Schaefer used various properties of the bursts, such as the way their brightness changed over time, to work out how intrinsically bright they were and how far away the explosion was. Twelve of the most distant of the bursts examined by Schaefer turned out to be brighter than would be expected if dark energy had remained a constant.
"I would not characterize this as proof," Schaefer cautions. "Before we can be confident, we will have to see these results reproduced."
The old ways
Many questions surround Schaefer's result, says Dieter Hartmann, a gamma-ray astronomer at Clemson University in South Carolina.
For one, says Hartmann, the findings are dependent on understanding just how the ancient, massive stars lived and died. "The births of these stars will be different, and the environment in which they ultimately explode is different," he says. Without understanding the physics of these explosions, the estimate of their intrinsic brightness is very uncertain, he says.
Others are still more sceptical. "I think he's wrong," says Adam Riess, an astronomer at the Space Telescope Science Institute in Baltimore, Maryland. Riess says that Schaefer's failure to include nearby and recent gamma-ray bursts to calibrate the results make his conclusions about the much more distant bursts highly questionable.
"This is an intriguing result," admits Turner. But it certainly doesn't add up to a Nobel prize without further confirmation, he says. "I don't think it's a ticket to Sweden."
|
"Contrary to all expectations, the mysterious dark energy that is pushing the Universe apart may be changing with time."
Interesting. I hope that it doesn't push the universe apart before I finish my laundry.
That'd be the mother of all spin cycles.....:D
Well, speaking from personal experience, my wife mentioned a few nights ago that dark energy just didn't seem as strong as it was when we were kids.
After thinking it over for a couple of minutes, I had to agree.
So, mebbe this guy is on to something!
Are they talking about Jessy Jackson? Cause if they are, well he looks like he is changing he gets fatter and dumber every year.
Bush, Cheney, Rove, Halliburton's fault....messing with the universal environment.....
Seriously, if this result holds up, it could be a sign of the relaxation of the compactification scale for an extra dimension. I doubt they can calibrate the absolute brightness, though.
..."I think he's wrong,"...
Me too! I blame worker incompetence. The universe should have upgraded it's hiring practices eons ago...

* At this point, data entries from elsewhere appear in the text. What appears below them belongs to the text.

PR #1153, opened 2022-05-10
Raw shellcode

wtdcode:

### Coding convention?

### Extra tests?

### Changelog?

### Target branch?

### One last thing

-----

This PR is based on my previous mem slicing PR #1151, which is also one of several phases to make Qiling a bit more pythonic and easy to use.

The motivation of this PR is that, the current implementation is rather not flexible for shellcode usage, e.g.

1. The shellcode must be specified during `Qiling.__init__`.
2. The shellcode can't be changed anymore, or many our internal functions would break like `ql.run`.

In general, the previous design assumes that only one shellcode is written and never changed and thus this PR improves flexibility.

### DIFF
--- a/examples/shellcode_run.py
+++ b/examples/shellcode_run.py
@@ -25,6 +25,14 @@ if __name__ == "__main__":
     ql = Qiling(code=ARM64_LIN, archtype="arm64", ostype="linux", verbose=QL_VERBOSE.DEBUG)
     ql.run()
 
+    print("\nCreate shellcode after creating Qiling instance")
+    ql = Qiling(archtype="arm64", ostype="linux", verbose=QL_VERBOSE.DEBUG)
+    addr = ql.mem.map_anywhere(0x1000)
+    ql.mem[addr:] = ARM64_LIN
+    stack = ql.mem.map_anywhere(0x1000)
+    ql.arch.regs.arch_sp = stack
+    ql.run(begin=addr, end=addr + len(ARM64_LIN))
+
     print("\nLinux ARM 32bit Shellcode")
     ql = Qiling(code=ARM_LIN, archtype="arm", ostype="linux", verbose=QL_VERBOSE.DEBUG)
     ql.run()
--- a/qiling/core.py
+++ b/qiling/core.py
@@ -88,14 +88,14 @@ class Qiling(QlCoreHooks, QlCoreStructs):
         # argv setup #
         ##############
         if argv is None:
-            argv = ['qilingcode']
+            argv = []
 
         elif not os.path.exists(argv[0]):
             raise QlErrorFileNotFound(f'Target binary not found: "{argv[0]}"')
 
         self._argv = argv
-        self._path = self.argv[0]
-        self._targetname = os.path.basename(self.path)
+        self._path = self.argv[0] if len(self.argv) != 0 else ""
+        self._targetname = os.path.basename(self.path) if self.path is not None else ""
 
         ################
         # rootfs setup #
--- a/qiling/debugger/gdb/gdb.py
+++ b/qiling/debugger/gdb/gdb.py
@@ -54,7 +54,7 @@ class QlGdb(QlDebugger, object):
         if self.ql.baremetal:
             load_address = self.ql.loader.load_address
             exit_point = load_address + os.path.getsize(ql.path)
-        elif self.ql.code:
+        elif self.ql.code or len(self.ql.argv) == 0:
             load_address = self.ql.os.entry_point
             exit_point = load_address + len(ql.code)
         else:
@@ -503,7 +503,7 @@ class QlGdb(QlDebugger, object):
                         self.send("l" + file_contents)
 
                 elif subcmd.startswith('Xfer:auxv:read::'):
-                    if self.ql.code:
+                    if self.ql.code or len(self.ql.argv) == 0:
                         return
 
                     if self.ql.os.type in (QL_OS.LINUX, QL_OS.FREEBSD):
--- a/qiling/loader/blob.py
+++ b/qiling/loader/blob.py
@@ -14,6 +14,11 @@ class QlLoaderBLOB(QlLoader):
         self.load_address = 0
 
     def run(self):
+
+        # Shellcode case.
+        if len(self.ql.argv) == 0:
+            return
+
         self.load_address = self.ql.os.entry_point      # for consistency
 
         self.ql.mem.map(self.ql.os.entry_point, self.ql.os.code_ram_size, info="[code]")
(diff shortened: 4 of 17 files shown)


wtdcode:
I'm also going to test against #1148 after it gets merged.

elicn:
There are several things I don't understand about this PR:
1. Do we really need flexibility around loading the shellcode? Why not just set it as part of init as we do today?
2. As far as I see it there is always `ql.argv` or `ql.code`, but never both. Though I agree that the handling of "shellcode mode" vs. "loaded file mode" is a bit cumbersome, these changes seem to make that even more complicated with a additional checks. What am I missing?
3. Wouldn't asserting there is either `ql.argv` or `ql.code` (but not both) suffice? Once od them must exist; what is the meaning of `else` in:
```python
if self.ql.code:
  # shellcode mode
elif len(self.ql.argv) == 0:
  # loaded file mode
else:
  # ??
```

wtdcode:
> There are several things I don't understand about this PR:
> 
> 1. Do we really need flexibility around loading the shellcode? Why not just set it as part of init as we do today?
> 2. As far as I see it there is always `ql.argv` or `ql.code`, but never both. Though I agree that the handling of "shellcode mode" vs. "loaded file mode" is a bit cumbersome, these changes seem to make that even more complicated with a additional checks. What am I missing?
> 3. Wouldn't asserting there is either `ql.argv` or `ql.code` (but not both) suffice? Once od them must exist; what is the meaning of `else` in:
> 
> ```python
> if self.ql.code:
>   # shellcode mode
> elif len(self.ql.argv) == 0:
>   # loaded file mode
> else:
>   # ??
> ```

> 1. Do we really need flexibility around loading the shellcode? Why not just set it as part of init as we do today?

Say, you have a shellcode and after `ql.run` you move it to elsewhere or changes its length and you call `ql.run` again, then it breaks.

> 2. As far as I see it there is always ql.argv or ql.code, but never both. Though I agree that the handling of "shellcode mode" vs. "loaded file mode" is a bit cumbersome, these changes seem to make that even more complicated with a additional checks. What am I missing?
> 3. Wouldn't asserting there is either ql.argv or ql.code (but not both) suffice? Once od them must exist; what is the meaning of else in:

The test for `len(self.ql.argv) == 0` doesn't mean `loaded file mode`. It means something like `Qiling(code=None)`.

elicn:
> Say, you have a shellcode and after ql.run you move it to elsewhere or changes its length and you call ql.run again, then it breaks.

Is this a real usecase..? I guess that all other scenarios will break as well since there are some manual adjustments to be made anyway if you want to re-run the same Qiling instance (e.g. clearing hooks, etc.)

> The test for len(self.ql.argv) == 0 doesn't mean loaded file mode. It means something like Qiling(code=None).

My bad, I actually meant to ask what is the difference between `if self.ql.code` and `elif len(self.ql.argv) == 0` where one of them must exist. I'm not sure what `else` means in that context..

wtdcode:
> > Say, you have a shellcode and after ql.run you move it to elsewhere or changes its length and you call ql.run again, then it breaks.
> 
> Is this a real usecase..? I guess that all other scenarios will break as well since there are some manual adjustments to be made anyway if you want to re-run the same Qiling instance (e.g. clearing hooks, etc.)

Of course, consider something like Self Modified Code emulation. Of course, I'm not talking of current implementation can't do but it's quite not flexible. For other scenarios you mentioned, in most cases, we don't need such flexibility.

Just take a really simple scenario as an example:

1. The shellcode produces some new code.
2. I would like to execute the code with the existing `Qiling` instance. Unfortunately, it's impossible.

Another scenario as I mentioned already, the shellcode might not be available as the time of creating the `Qiling` instance.

> 
> > The test for len(self.ql.argv) == 0 doesn't mean loaded file mode. It means something like Qiling(code=None).
> 
> My bad, I actually meant to ask what is the difference between `if self.ql.code` and `elif len(self.ql.argv) == 0` where one of them must exist. I'm not sure what `else` means in that context..

- `self.ql.code` is set => We got a shellcode in `Qiling.__init__` so we help users to setup code space and possible stacks,
-  `self.ql.code` is not set while `self.ql.argv` is empty. Users are wiling to provide shellcode afterwards, do nothing.
-  `else`. Users provide a file and this is the most common case.

Again, let me clarify my motivation a bit more:

Using raw Unicorn bindings is painful and full of tedious work while Qiling sheld a light on this by providing numerous utilities. However, the assumption that the shellcode is already available (and some other internal assumptions as mentioned) as the time of creating `Qiling` instance doesn't always hold when interacting with shellcode. In this case, I would like `Qiling` to provide the maximum flexibility with various helpers (imagine debugging a shellcode through gdb to help understand better).

elicn:
I think I am starting to understand the direction you're going, but I am still not sure why this cannot happen with the current implementation. A shellcode provided at initialization time has a certain size and Qiling copies it to memory, and... that is pretty much it.
For the specific unique case of an unknown shellcode (.. which honestly I still struggle to understand), why can't someone just initialize Qiling with a nopsled shellcode [large enough to make room for any shellcode they may choose] and then overwrite it in memory with a new one? At the end of the day the content of `ql.code` becomes meaningless as soon as it is copied to memory. Then all that matters is what is in that memory location.

Sorry for bothering, but I am trying to understand the justification here. The code around shellcode handling is already messy, and that PR makes it even more messy than it is today. I had some preliminary thoughts about redesigning the way Core, OS and Loader are interacting with each other, by introducing a concept of Process objects (in short, the Loader is static, it loads a Process and had it over to the OS. All the specific process context is saved there instead of being stored on Loader and OS). That would decouple Qiling from a specific program (or shellcode), and let the user load multiple processes on the same Qiling instance.

I would use this usecase as an additional incentive to drive this re-design.

wtdcode:
> I think I am starting to understand the direction you're going, but I am still not sure why this cannot happen with the current implementation. A shellcode provided at initialization time has a certain size and Qiling copies it to memory, and... that is pretty much it.

But still, I would like to somehow support `Qiling(code=None)`. At least, I think it's a **valid** use case and it should not be too difficult to support.

>At the end of the day the content of `ql.code` becomes meaningless as soon as it is copied to memory. Then all that matters is what is in that memory location.

Incorrect. The length of `ql.code` is used in `ql.run`, though can be fixed without messing up more.

> Sorry for bothering, but I am trying to understand the justification here. The code around shellcode handling is already messy, and that PR makes it even more messy than it is today. I had some preliminary thoughts about redesigning the way Core, OS and Loader are interacting with each other, by introducing a concept of Process objects (in short, the Loader is static, it loads a Process and had it over to the OS. All the specific process context is saved there instead of being stored on Loader and OS). That would decouple Qiling from a specific program (or shellcode), and let the user load multiple processes on the same Qiling instance.

Any estimation on this? This looks cleaner indeed.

...ITS hiring practices...
D'oh!
Oh, I don't know. I think everyone can change if they really want to...
Thanks for the ping!
The extra dimensions are usually described for nonspecialists as being "rolled up", like every point in normal space has a little (**Very** little) n-sphere attached to it.
If this is basically the idea, do you mean that the radius of the n-sphere is increasing or decreasing? As we look at things further and further away, the radius is larger or smaller?
I guess at the big Bang itself, all dimensions were restricted to the same size, whatever that could mean?
I doubt they can calibrate the absolute brightness, though.
The article didn't say how they estimated the distance to these bursts. Are they correlated with visible galaxies?
Thanks for the link. Always a lot of intersting stuff when the astronomers hold their meeting.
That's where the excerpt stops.